There are a number of dates governing New Hampshire fishing season. Most rivers and streams have a trout fishing season that runs from January 1 until October 15. Wild trout streams go from January 1 to Labor Day, while ponds have a trout season from late April through early fall. Landlocked salmon see a season from April through September.
As long as you remain within the confines of the state’s fishing season laws, there’s really no bad time to fly fish New Hampshire. The Saco can be a bit tied up with “rubber hatches” (tubes and canoes) during the hottest months of the summer, but closer to spring and fall are you best bet for trout anyway.
The best time to fly fish the Androscoggin is from mid-May to June, and then again from September to October once the water temperature has cooled a bit.
What You Will Need When You Get There?
Bring your waders, a wide-brim hat, rain jacket, polarized sunglasses, a vest or pack, a first aid kit, and nippers and other basic accessories.

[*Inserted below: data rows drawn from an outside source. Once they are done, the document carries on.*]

PR #566, opened 2022-05-09
Optimize saving performance

sywhb:
* Cache chrome data in a local folder
* Add stealth and adblock plugin to puppeteer to reduce processing time
* Remove Request Interception to avoid conflicts with adblock
* Reduce http call to get jsonld data if title or content or sitename or byline exists

### DIFF
--- a/packages/api/src/utils/parser.ts
+++ b/packages/api/src/utils/parser.ts
@@ -255,22 +255,25 @@ export const parsePreparedContent = async (
     // TODO: we probably want to move this type of thing
     // to the handlers, and have some concept of postHandle
     if (article?.dom) {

Experts recommend a 9-foot 5-6 weight rod with a 6-foot leader and 2X tippet for the Saco River. For the Androscoggin, a 9-foot 5 weight with a 9-foot leader and 4X tippet should do.
For flies, you’ll want streamers, nymphs, emergers, muddlers, San Juan worms, midges, pheasant tails, baitfish, woolly buggers, minnows, sculpins, caddis, and alder flies.
On the Androscoggin specifically – use olive woolly buggers in winter, as well as stoneflies, sculpins, or grey ghost streamers. Pre-hatch in the spring you’ll want to stick to #10 or smaller hare’s ears or pheasant tails, or white and olive woolly buggers. Summertime brings a need for dry flies like stimulators, or you can try a stonefly nymph subsurface. Streamers are good for fall, as are blue-winged olive imitators.
Any person age 16 or above will also need to have a fishing license from the New Hampshire Department of Fish and Game. Residents may purchase a freshwater license for $45, while non-residents will pay $63. Seniors get a discount on their license. Non-residents have the option of purchasing a one-day, three-day, or seven-day fishing license, for the cost of $15, $28, and $35 respectively, while residents may purchase a one-day fishing permit for $10.
In order to fish in coastal or estuary saltwaters, you must purchase a recreational saltwater fishing license. The cost is the same for residents and non-residents, at $11. The great thing about the saltwater license is that it entitles you to fish in the coastal and estuary waters along the Massachusetts and Maine coasts as well as NH.
There are various regulations governing the fishing of New Hampshire waters, based upon fish type and body of water. The state maintains a fairly comprehensive website with information on their fisheries management, fish species, trout stocking, fishing locations, along with a slew of other useful information to anyone looking to practice wildlife sport in the state.
The entire New England coast is a picturesque visage worthy of seeing even if you don’t like to fish. But if you do, New Hampshire will definitely keep you on your toes, with rivers, streams, and lakes packed with trout and other game fish, and scenery that is among the most stunning in the whole country. Pack up a rod or two and hit the road for a fly fishing trip to New Hampshire.